• _Information given_:
PR #40551, opened 2022-01-22
[8.x] Fixed the appends property to work with the new Accessor method

nickakitch:
When using the new attribute casting method from PR #40022 you are currently unable to include the method in the 'appends' property as you would when using the older method.

Currently:
```
$appends = ['title'];

public function title(): Attribute
{
    return ucfirst($this->name);
}

$model->toArray(); // throws a BadMethodCallException
```

This PR allows methods that return the Attribute object to be included in the 'appends' property

### DIFF
--- a/src/Illuminate/Database/Eloquent/Concerns/HasAttributes.php
+++ b/src/Illuminate/Database/Eloquent/Concerns/HasAttributes.php
@@ -613,7 +613,7 @@ trait HasAttributes
     {
         try {
             return $this->{'get'.Str::studly($key).'Attribute'}($value);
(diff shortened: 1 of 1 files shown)


taylorotwell:
Works fine for me - your attribute is not defined correctly?

```php
public function title(): Attribute
{
    return new Attribute(
        fn ($value, $attributes) => ucfirst($attributes['name']),
    );
}
```

nickakitch:
From the looks of things the case matters:

```
$appends = ['firstName']; // won't work
$appends = ['first_name']; // works
```

With the old method camel case also worked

• _Required work_: In the data, find how many lines hold the string "Illuminate", and answer with the number only.

• _Answer_: 2